Assignment >>
Among the entries below, find every line that contains the string "because", then copy it.

Collected data entries

PR #113, opened 2021-05-11
34487/save nlp results

simon-tarr:
This PR pulls togther a lot of the NLP code I've been working on for the last week or so.
It's purpose is just to get this code into master so that I can branch again and further refine the NLP code.


api/mapping/views.py
```diff
@@ -1195,6 +1208,259 @@ def get_context_data(self, **kwargs):
             context = {"user_string": query.user_string, "results": json_response}
             return context
 
+def run_nlp(request):
+
```
py5gol, line 1212: Any chance you can wrap it around a function in nlp_services?

py5gol (changes requested):

api/mapping/views.py
simon-tarr: I was actually going to do this when I was still working on the "old" version on the NLP code. Do you want this to happen for this PR? Or shall I do it once we've merged and I've branched off master again?

py5gol (approved):

PR #114, opened 2021-05-11
34905/rework structural mapping

calmacx:


api/mapping/models.py
```diff
@@ -255,6 +255,17 @@ class ScanReportConcept(BaseModel):
         blank=True,
     )
 
+    #allow this to be null
```
py5gol, line 258: What is the purpose of source_concept?

api/mapping/models.py
```diff
@@ -499,32 +510,31 @@ class StructuralMappingRule(BaseModel):
     """
     To come
     """
-
+    #save the scan_report link to make it easier
     scan_report = models.ForeignKey(ScanReport, on_delete=models.CASCADE)
 
     omop_field = models.ForeignKey(OmopField, on_delete=models.CASCADE)
 
-    source_table = models.ForeignKey(
```
py5gol, line 507: Can we keep this fields for now, and add a TODO to stop using it. It will simplify testing this code without much changes in the models.

api/mapping/models.py
```diff
@@ -499,32 +510,31 @@ class StructuralMappingRule(BaseModel):
...
-        ScanReportTable, on_delete=models.CASCADE, blank=True, null=True
-    )
+    source_field = models.ForeignKey(ScanReportField,
+                                     on_delete=models.CASCADE,
+                                     null=True,
+                                     blank=True)
 
-    source_field = models.ForeignKey(
```
py5gol, line 511: Same above.

api/mapping/models.py
```diff
@@ -499,32 +510,31 @@ class StructuralMappingRule(BaseModel):
...
-        ScanReportField,
-        on_delete=models.CASCADE,
-        blank=True,
-        null=True
-        # limit_choices_to= {'scan_report_table': source_table}
-    )
+    #term_mapping = models.JSONField(null=True,blank=True)
+    do_term_mapping = models.BooleanField(default=False)
 
-    term_mapping = models.CharField(max_length=10000, blank=True, null=True)
```
py5gol, line 519: Same above.

api/mapping/models.py
```diff
@@ -499,32 +510,31 @@ class StructuralMappingRule(BaseModel):
...
-
-    operation = models.CharField(
```
py5gol, line 521: Same above.

api/mapping/models.py
```diff
@@ -499,32 +510,31 @@ class StructuralMappingRule(BaseModel):
...
 
-    source_field = models.ForeignKey(
-        ScanReportField,
-        on_delete=models.CASCADE,
-        blank=True,
-        null=True
-        # limit_choices_to= {'scan_report_table': source_table}
-    )
+    #term_mapping = models.JSONField(null=True,blank=True)
+    do_term_mapping = models.BooleanField(default=False)
```
py5gol, line 524: What does do_term_mapping do?

api/mapping/models.py
```diff
@@ -499,32 +510,31 @@ class StructuralMappingRule(BaseModel):
     """
```
py5gol, line 510: Please format this class based on the class above.

api/mapping/templates/mapping/mappingrulesscanreport_list.html
```diff
@@ -78,21 +77,35 @@ <h6>Filter On Source Table</h6>
...
         <td style="width: 16.6%">
 	  <a href="{% url 'values' %}?search={{ object.source_field.id }}"> {{object.source_field.name}} </a>
 	</td>
 	  
         <td style="width: 16.6%">
-	  {% if object.term_mapping %}
-	  {% if object.term_mapping != "null" %}
-	  {{ object.term_mapping }}
-	  {% endif %}
+	  {% if object.do_term_mapping %}
```
py5gol, line 88: Related to question above, what does do_term_mapping do here?

api/mapping/templates/mapping/scanreportfield_list.html
```diff
@@ -27,9 +27,12 @@ <h2>Fields</h2>
                 <th scope="col">Field</th>
                 <th scope="col">Data Type</th>
 		        <th scope="col">Classification System</th>
+
+	        <!---
```
py5gol, line 31: Do we want to remove these columns?

api/mapping/templates/mapping/scanreportvalue_list.html
```diff
@@ -41,12 +41,25 @@ <h2>Values</h2>
                             {{ object.frequency }}
                         </td>
                         <td>
-                            {% for concept in object.concepts.all %}
-                                <span>
-                                    {{ concept.concept.concept_id }} -
-                                    {{ concept.concept.concept_name }} ({{ concept.concept.domain_id }})
-                                </span> <a href="{% url 'scan_report_value_concept-delete' %}?scan_report_field_id={{ object.scan_report_field.id }}&scan_report_concept_id={{ concept.id }}">(delete)</a><br/>
-                            {% endfor %}
+			  <table class="table table-bordered table-sm">
```
py5gol, line 44: Is the code below assuming the user can provide a non valid, non standard concept? If so, that is not the case. When associating a new concept to a ScanReportConcept, the concept will be validated. Hence, the webapp does not need to keep track of what is the original concept.

api/mapping/views.py
```diff
@@ -63,11 +64,29 @@
 )
 
 
+m_allowed_tables = ['person','measurement','condition_occurrence','observation']
```
py5gol, line 67: Can you move it to a service, please?

api/mapping/views.py
```diff
@@ -139,6 +158,7 @@ class ScanReportFieldListView(ModelFormSetView):
     model = ScanReportField
     fields = ["is_patient_id", "date_type", "concept_id"]
     fields = ["is_patient_id", "is_birth_date", "is_date_event", "concept_id"]
+    fields = ["concept_id"]
```
py5gol, line 161: Is this needed? This class will move back to a ListView.

api/mapping/views.py
```diff
@@ -300,7 +320,7 @@ def get_context_data(self, **kwargs):
 @method_decorator(login_required, name="dispatch")
 class StructuralMappingTableListView(ModelFormSetView):
```
py5gol, line 321: Please, convert this class to a ListView, and remove the approved field from the screen. This is turning into a visualisation page, instead of a form.

api/mapping/views.py
```diff
@@ -1196,6 +1218,89 @@ def get_context_data(self, **kwargs):
             return context
 
 
+def save_mapping_rules(request,scan_report_concept):
```
py5gol, line 1221: This function could go into a service.

api/mapping/views.py
```diff
@@ -1204,23 +1309,58 @@ def save_scan_report_value_concept(request):
...
+            
             try:
-                concept = Concept.objects.get(
+                source_concept = Concept.objects.get(
                     concept_id=form.cleaned_data['concept_id']
                 )
             except Concept.DoesNotExist:
                 messages.error(request,
-                                 "Concept id {} does not exist in our database.".format(form.cleaned_data['concept_id']))
+                                 "Source Concept id {} does not exist in our database.".format(form.cleaned_data['concept_id']))
```
py5gol, line 1319: This is related to a comment above. If the concept does not exist in the Concept table, we just inform the user. Later, we might want to let the user know that the concept maps to another, but it will the user responsibility to use it.

api/mapping/views.py
```diff
@@ -1204,23 +1309,58 @@ def save_scan_report_value_concept(request):
...
+                source_concept = None
+                
             scan_report_concept = ScanReportConcept.objects.create(
+                source_concept=source_concept,
                 concept=concept,
                 content_object=scan_report_value,
             )
 
-            messages.success(request, "Concept {} - {} added successfully.".format(concept.concept_id, concept.concept_name))
+            if source_concept is None:
```
py5gol, line 1350: See comment above.

api/mapping/templates/mapping/scanreportvalue_list.html
calmacx: @py5gol this was marked as "a draft PR" so wasnt expecting or meaning for you to look at it yet.

Still, this is an important point, that would mean I could remove some unneeded features, and save me a lot of time with extra work... 
I started to play with adding this feature to save the source_concept_id as well as the concept_id because I thought it was needed, because of this example:

In Panther they mapped "4057568 - Black African (Race)" which is Non-Standard but valid (source_concept_id)
The standard relation is 38003600 - African (Race) (concept_id)

So if we/user was to enter `4057568` the validation should be rejecting it, so that we always have source_concept_id == concept_id?

api/mapping/models.py
calmacx: adding the following comment
```
# Flag if this is a rule that should be using term_mapping or not                                                  
    # - rules such as source_value should apply no term mapping                                                        
    # - we need a flag as we want to preserve a link to the ScanReportConcept                                          
    # - this is because, if that is deleted, we want to remove the rule                                                
    # - however, we dont want to ever apply any of the concept_id term_mappings                                        
    #   if this was source_value, person_id, birth_date etc.                                                           
    do_term_mapping = models.BooleanField(default=False)
```

api/mapping/models.py
calmacx: If we want to save a Non-Standard concept along side the Standard-Concept

I've added more code comments about this.

As explained, it was probably beyond the scope of my task as I had thought my task was to just get the full rule generation working again.

At the moment, this isn't used as now I implemented a rejection of Non-Standard concepts when entering concepts. Therefore this will always be null or the same Concept object as the concept

api/mapping/templates/mapping/scanreportfield_list.html
calmacx: we dont use them any more, but i'll remove and leave for another PR

api/mapping/views.py
calmacx: will leave this for a 3rd PR 👍

api/mapping/services_rules.py
```diff
@@ -1,9 +1,288 @@
...
 
 
+class NonStandardConceptMapsToSelf(Exception):
+    pass
+
+           
+#allowed tables
+m_allowed_tables = ['person','measurement','condition_occurrence','observation']
+
+#names of date objects in ScanReportTable
```
py5gol, line 14: We are rollbacking this approach. According to the new standard's doc, each table can have only one date field. So, if a table contains conditions and observations, both must use the same date column.

py5gol (changes requested):

api/mapping/models.py
```diff
@@ -495,29 +506,80 @@ def __str__(self):
         return str(self.id)
 
 
+#!! TODO --- Give this model a better name(?)
 class StructuralMappingRule(BaseModel):
```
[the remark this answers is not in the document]
calmacx: im leaving as a todo for a future task/PR, unless you want it done now?

api/mapping/models.py
```diff
@@ -495,29 +506,80 @@ def __str__(self):
...
+    #   - If this was a rule for the concept_id, use_source_concept_id=False
+    use_source_concept_id = models.BooleanField(default=False)
+
+    # Flag if this is a rule that should be using term_mapping or not
+    # - rules such as source_value should apply no term mapping
+    # - we need a flag as we want to preserve a link to the ScanReportConcept
+    # - this is because, if that is deleted, we want to remove the rule
+    # - however, we dont want to ever apply any of the concept_id term_mappings
+    #   if this was source_value, person_id, birth_date etc. 
+    do_term_mapping = models.BooleanField(default=False)
```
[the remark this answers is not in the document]
calmacx: What about the rule for <domain>_source_value? this is why i have this

api/mapping/models.py
```diff
@@ -495,29 +506,80 @@ def __str__(self):
...
+    #   associated with the mapping of a source field to a destination field
+    # - e.g. 'Y':1234 (ScanReportConcept_0), 'Yes':4321 (ScanReportConcept_1)
+    concepts = models.ManyToManyField(
+        ScanReportConcept
+    )
+
+    # optional bool field to determine if the rule uses:
+    #   - False: ScanReportConcept.concept (Standard)
+    #   - True:  ScanReportConcept.source_concept (could be Non-Standard)
+    # An example of this:
```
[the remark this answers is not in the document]
calmacx: There would be separate rules for:
* domain_concept_id
* domain_source_concept_id
* domain_source_value
* person_id
* domain_date_event

This allows us to associate the same ScanReportConcept object to all rules.  

This functionality isn't really used at the moment, but I see it as a good solution if we ever wanted to keep a source_concept as well as a concept

api/mapping/services_rules.py
calmacx: ok, but since this has not yet been rolled back, is there much I can do here?

or should it become something like this:
```
    'condition_occurrence':'observation_date',
    'observation':'observation_date'
```

api/mapping/models.py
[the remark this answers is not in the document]
calmacx: https://dev.azure.com/UniversityOfNottingham/DRS/_backlogs/backlog/CO-CONNECT/Epics/?workitem=35351

api/mapping/services_rules.py
calmacx: https://dev.azure.com/UniversityOfNottingham/DRS/_backlogs/backlog/CO-CONNECT/Epics/?workitem=35352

Solution for this exercise >>
I started to play with adding this feature to save the source_concept_id as well as the concept_id because I thought it was needed, because of this example:
    # - this is because, if that is deleted, we want to remove the rule                                                
+    # - this is because, if that is deleted, we want to remove the rule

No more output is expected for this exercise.